_ABOUT THIS TASK_
Set down each entry below exactly as it stands.

_Collected data_
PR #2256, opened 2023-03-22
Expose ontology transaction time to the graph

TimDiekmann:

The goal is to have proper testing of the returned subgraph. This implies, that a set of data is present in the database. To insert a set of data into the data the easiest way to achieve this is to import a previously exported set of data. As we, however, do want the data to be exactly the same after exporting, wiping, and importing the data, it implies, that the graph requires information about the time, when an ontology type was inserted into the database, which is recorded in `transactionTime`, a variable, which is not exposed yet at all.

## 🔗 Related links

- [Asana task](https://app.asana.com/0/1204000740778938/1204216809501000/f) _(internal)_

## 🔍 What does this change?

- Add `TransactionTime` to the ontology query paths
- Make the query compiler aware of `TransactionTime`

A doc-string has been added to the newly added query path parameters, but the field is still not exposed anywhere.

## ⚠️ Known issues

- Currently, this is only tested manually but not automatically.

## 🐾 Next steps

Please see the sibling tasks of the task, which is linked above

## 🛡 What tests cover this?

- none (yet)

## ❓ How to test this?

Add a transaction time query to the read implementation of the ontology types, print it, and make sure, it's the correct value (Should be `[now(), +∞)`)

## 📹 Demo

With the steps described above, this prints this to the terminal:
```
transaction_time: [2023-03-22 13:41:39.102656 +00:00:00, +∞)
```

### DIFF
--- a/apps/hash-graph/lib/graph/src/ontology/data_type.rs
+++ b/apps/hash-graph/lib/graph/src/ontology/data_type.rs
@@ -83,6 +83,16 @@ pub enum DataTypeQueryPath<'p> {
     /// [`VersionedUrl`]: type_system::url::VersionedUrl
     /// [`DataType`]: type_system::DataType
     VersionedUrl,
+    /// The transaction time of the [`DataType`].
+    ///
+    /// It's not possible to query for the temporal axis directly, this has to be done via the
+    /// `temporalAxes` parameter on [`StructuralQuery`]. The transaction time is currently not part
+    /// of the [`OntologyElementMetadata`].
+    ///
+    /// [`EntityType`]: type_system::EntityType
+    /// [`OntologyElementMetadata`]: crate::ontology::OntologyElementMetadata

_RESULT OF THE TASK_
PR #2256, opened 2023-03-22
Expose ontology transaction time to the graph

TimDiekmann:

The goal is to have proper testing of the returned subgraph. This implies, that a set of data is present in the database. To insert a set of data into the data the easiest way to achieve this is to import a previously exported set of data. As we, however, do want the data to be exactly the same after exporting, wiping, and importing the data, it implies, that the graph requires information about the time, when an ontology type was inserted into the database, which is recorded in `transactionTime`, a variable, which is not exposed yet at all.

## 🔗 Related links

- [Asana task](https://app.asana.com/0/1204000740778938/1204216809501000/f) _(internal)_

## 🔍 What does this change?

- Add `TransactionTime` to the ontology query paths
- Make the query compiler aware of `TransactionTime`

A doc-string has been added to the newly added query path parameters, but the field is still not exposed anywhere.

## ⚠️ Known issues

- Currently, this is only tested manually but not automatically.

## 🐾 Next steps

Please see the sibling tasks of the task, which is linked above

## 🛡 What tests cover this?

- none (yet)

## ❓ How to test this?

Add a transaction time query to the read implementation of the ontology types, print it, and make sure, it's the correct value (Should be `[now(), +∞)`)

## 📹 Demo

With the steps described above, this prints this to the terminal:
```
transaction_time: [2023-03-22 13:41:39.102656 +00:00:00, +∞)
```

### DIFF
--- a/apps/hash-graph/lib/graph/src/ontology/data_type.rs
+++ b/apps/hash-graph/lib/graph/src/ontology/data_type.rs
@@ -83,6 +83,16 @@ pub enum DataTypeQueryPath<'p> {
     /// [`VersionedUrl`]: type_system::url::VersionedUrl
     /// [`DataType`]: type_system::DataType
     VersionedUrl,
+    /// The transaction time of the [`DataType`].
+    ///
+    /// It's not possible to query for the temporal axis directly, this has to be done via the
+    /// `temporalAxes` parameter on [`StructuralQuery`]. The transaction time is currently not part
+    /// of the [`OntologyElementMetadata`].
+    ///
+    /// [`EntityType`]: type_system::EntityType
+    /// [`OntologyElementMetadata`]: crate::ontology::OntologyElementMetadata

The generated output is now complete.